Leprosy control has traditionally been based on early case detection and treatment with MDT. Apart from health education and leprosy awareness campaigns, there were no preventive measures available. It was hoped in the 1990s that through the strategy of timely detection of cases and provision of MDT for patients, the transmission of M. leprae in the community could be interrupted, leading to a decline in leprosy incidence. Unfortunately, this has not been the case, as shown in Figure 2. Vaccines for leprosy have not been successful to date, but fortunately the BCG vaccine against tuberculosis also provides some protection against leprosy. [6] An important innovation has been the introduction of post-exposure chemoprophylaxis (PEP) for household and other (close) contacts of leprosy patients. A randomized controlled trial had shown that single-dose rifampicin (SDR) given once to household contacts, neighbours and social contacts reduces their risk of leprosy by approximately 60%. [7] Implementation studies have shown that PEP with SDR is feasible and well-accepted by patients, contacts and health workers in different health care settings. [8] Modelling studies have indicated its potential impact on transmission of M. leprae in endemic populations. [9] This intervention was included in the 2018 WHO Guidelines for the diagnosis, treatment and prevention of leprosy and is currently being introduced in many countries. [10]

Opportunities and challenges in leprosy

Leprosy is now included in the list of neglected tropical diseases (NTDs). This has drawn the attention of funding agencies outside the traditional field of leprosy, such as the Novartis Foundation, the Bill & Melinda Gates Foundation, and the European and Developing Countries Clinical Trials Partnership (EDCTP). This has invigorated research into new diagnostics for disease and infection, [11] vaccines, enhanced PEP regimens, epidemiological tools such as geographic information systems (GIS) for identifying leprosy ‘hotspots’, surveillance of anti-microbial resistance, and alternative drugs and drug regimens for MDT.

The outlook for achieving zero leprosy in the coming decades is better than ever before, but it is admittedly very ambitious. It can only be reached if all leprosy endemic countries enhance their leprosy control activities to include: 1) active case finding strategies such as improved diagnosis; 2) contact screening; and 3) implementation of PEP. The proposed reduction in new case detection of 70% in 2030 is theoretically attainable if these interventions are introduced widely. [12]

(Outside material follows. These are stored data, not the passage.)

PR #988, opened 2025-01-08
Convert DER signature to raw signature for AWS KMS signing

andygolay:
# Summary
- The goal of this PR is to be able to fetch the key Id from AWS Parameter Store, by submitting the canonical key (e.g. `/movement/prod/full_node/mcr_settlement/signer/weth-transfer-sign/replica-1`).
- When I run `cargo build --release` in `demo/hsm` I get 

```
error[E0308]: mismatched types
     --> util/signing/providers/aws-kms/src/hsm/mod.rs:39:49
      |
39    |                 let ssm_client = SsmClient::new(&shared_config);
      |                                  -------------- ^^^^^^^^^^^^^^ expected `&Config`, found `&SdkConfig`
      |                                  |
      |                                  arguments to this function are incorrect
      |
      = note: expected reference `&aws_types::config::Config`
                 found reference `&SdkConfig`
```

It seemed likely to be an incompatibility between versions of the crates `aws_sdk_ssm` and `aws_sdk_kms`. However I can't seem to pin the right versions; on this latest build it throws

```
error: rustc 1.79.0 is not supported by the following packages:
  aws-sdk-kms@1.54.0 requires rustc 1.81.0
  aws-sdk-ssm@1.59.0 requires rustc 1.81.0
  aws-sdk-sso@1.53.0 requires rustc 1.81.0
  aws-sdk-ssooidc@1.54.0 requires rustc 1.81.0
  aws-sdk-sts@1.54.0 requires rustc 1.81.0
  home@0.5.11 requires rustc 1.81
Either upgrade rustc or select compatible dependency versions with
`cargo update <name>@<current-ver> --precise <compatible-ver>`
where `<compatible-ver>` is the latest version supporting rustc 1.79.0
```

But I believe I'm only using `aws-sdk-ssm` 1.0.0 installed, per my `Cargo.toml` in the `movement-signer-aws-kms` crate. I ran `cargo clean`, removed `Cargo.lock` and `cargo update`.                  

I'm looking for a way to make the versions of each AWS dependency compatible so that the above "mismatched types" error is resolved.

# Changelog

# Testing

# Outstanding issues


util/signing/providers/aws-kms/Cargo.toml
```diff
@@ -10,10 +10,13 @@ publish = { workspace = true }
 rust-version = { workspace = true }
 
 [dependencies]
-movement-signer = { workspace = true }
+anyhow = { workspace = true }
 aws-sdk-kms = { workspace = true }
+aws-sdk-ssm = "1.0.0"
```
musitdev, line 15: Why you use a different version from `aws-sdk-kms`. In workspace `Cargo.toml ``aws-sdk-kms` use the version `1.51.0`. Did you try to use the same (` aws-sdk-ssm = "1.51.0"`) ?
Did you do a Cargo clean to test? Save the Cargo.lock before because you can have some issue with the crate and compiler compatibilities.

andygolay: If I try setting in the workspace `Cargo.toml` 

```
[workspace.dependencies]
aws-sdk-kms = "1.51.0"
aws-sdk-ssm = "1.51.0"
aws-config = "1.0.0"
aws-types = "1.0.0"
```

and then I delete the `Cargo.lock` and run `cargo clean` then `cargo build` from the workspace root, for some reason the `Cargo.lock` still shows up with for example

```
[[package]]
name = "aws-sdk-kms"
version = "1.54.0"
source = "registry+https://github.com/rust-lang/crates.io-index"
checksum = "a6cf16c0e5853312995505557b876dd3f9fb9941e96d031383528ccef14ace57"
dependencies = [
 "aws-credential-types",
 "aws-runtime",
 "aws-smithy-async",
 "aws-smithy-http",
 "aws-smithy-json",
 "aws-smithy-runtime",
 "aws-smithy-runtime-api",
 "aws-smithy-types",
 "aws-types",
 "bytes 1.9.0",
 "http 0.2.12",
 "once_cell",
 "regex-lite",
 "tracing",
]

[[package]]
name = "aws-sdk-ssm"
version = "1.59.0"
source = "registry+https://github.com/rust-lang/crates.io-index"
checksum = "935f454e645bcb5d6dfdda0bdf1f2c65cac06c57e876038a2ccf584cb5ef403c"
dependencies = [
 "aws-credential-types",
 "aws-runtime",
 "aws-smithy-async",
 "aws-smithy-http",
 "aws-smithy-json",
 "aws-smithy-runtime",
 "aws-smithy-runtime-api",
 "aws-smithy-types",
 "aws-types",
 "bytes 1.9.0",
 "fastrand 2.3.0",
 "http 0.2.12",
 "once_cell",
 "regex-lite",
 "tracing",
]
```

I don't see why `Cargo.lock` would show a different version than the `Cargo.toml`.

musitdev: This is the config of my Cargo.toml:
```
aws-types = "1.3.3"
aws-config = { version = "1.1.7", features = ["behavior-version-latest"] }
aws-sdk-s3 = "1.42.0"
aws-sdk-kms = "1.51.0"
```
Perhaps you should force everything with the later version.

l-monninger: @andygolay Have you given this a try? This sort of thing should indeed be why your build is failing. What Philippe has above is from the docs: https://docs.rs/aws-sdk-ssm/1.51.0/aws_sdk_ssm/index.html#getting-started, but if you ever don't have that you can always check the version of the crate being used in the actual `cargo tree` or the [implementation](https://github.com/awslabs/aws-sdk-rust).

util/signing/providers/aws-kms/src/hsm/mod.rs
```diff
@@ -1,109 +1,143 @@
...
+                self.key_id = key_id;
+        }
+
+        /// Tries to create a new AWS KMS HSM from the environment
+        pub async fn try_from_env() -> Result<Self, anyhow::Error> {
+                // Load shared AWS configuration
+                let shared_config: SdkConfig = aws_config::load_from_env().await;
+
+                // Fetch the canonical key ID from Parameter Store
+                let canonical_key = "/movement/prod/full_node/mcr_settlement/signer/weth-transfer-sign/replica-1";
```
l-monninger: Yes, this works, by why are you hardcoding this in? You should wrap in up to the CLI even for our testing so that others can participate.

l-monninger (changes requested):

util/signing/providers/aws-kms/src/hsm/mod.rs
```diff
@@ -1,96 +1,74 @@
...
-                println!(
-                        "Signing request: key_id={}, algorithm={}, message={:?}",
-                        &self.key_id,
-                        C::signing_algorithm_spec(),
-                        message
-                );
+                println!("Preparing to sign message. Message bytes: {:?}", message);
 
                 let blob = Blob::new(message);
+                let key_id = "arn:aws:kms:us-east-1:052940064682:key/9f228b96-d9f0-4597-bd7f-9f6dce6a71d9"; // Replace with dynamic key retrieval if needed
```
l-monninger, line 66: Please avoid hardcoding even as you are building. This key_id should be baked into the struct, so you should be updating the builder or the constructors.

l-monninger (changes requested):

util/signing/providers/aws-kms/src/hsm/mod.rs
andygolay: Ah I missed this comment, okay, will redo.

util/signing/providers/aws-kms/src/hsm/mod.rs
andygolay: Removed it. I'll use this and @musitdev's comments as guidance when we get to integrating Parameter Store.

However, there is also an important threat. With the waning of interest in leprosy since the year 2000 and the integration of the disease into the regular health systems, the number of medical doctors and health workers at the primary care level with experience in diagnosing and treating leprosy has decreased substantially all over the world. Expertise is being lost and will be difficult to build up again. Seasoned leprologists and leprosy researchers are retiring and not being replaced sufficiently by young doctors and scientists with interest in leprosy. There is a need for fresh ‘blood’, and hopefully young tropical doctors will be encouraged by this article to take interest in the fascinating topic of leprosy with its many challenges in the area of clinical medicine, public health, and social inclusion. The next generation needs to realize the ambition of a leprosy-free world in the decades to come.